Saved entries:
PR #358, opened 2020-05-11
Add command to download, unzip, and open databases

### LINKED ISSUE #357: Add ability to download a database from a url and install into the extension
One way to make it easier for users on codespaces, is to ensure a simple way of installing a database into a running instance of the extension.

This task is about installing a database from a zip file located at a URL.

aeisenberg:
New command that requests a URL and allows a user to install a
database from that url.

Closes #357

## Checklist

### DIFF
--- a/extensions/ql-vscode/src/databaseFetcher.ts
+++ b/extensions/ql-vscode/src/databaseFetcher.ts
@@ -1,0 +1,112 @@
+import * as fetch from "node-fetch";
+import * as unzipper from "unzipper";
+import { ExtensionContext, Uri, ProgressOptions, ProgressLocation, commands, window } from "vscode";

> [Task objective] Read the data above. Pull out each line in which the string "from" appears.

> [Your solution]
### LINKED ISSUE #357: Add ability to download a database from a url and install into the extension
This task is about installing a database from a zip file located at a URL.
database from that url.
+import * as fetch from "node-fetch";
+import * as unzipper from "unzipper";
+import { ExtensionContext, Uri, ProgressOptions, ProgressLocation, commands, window } from "vscode";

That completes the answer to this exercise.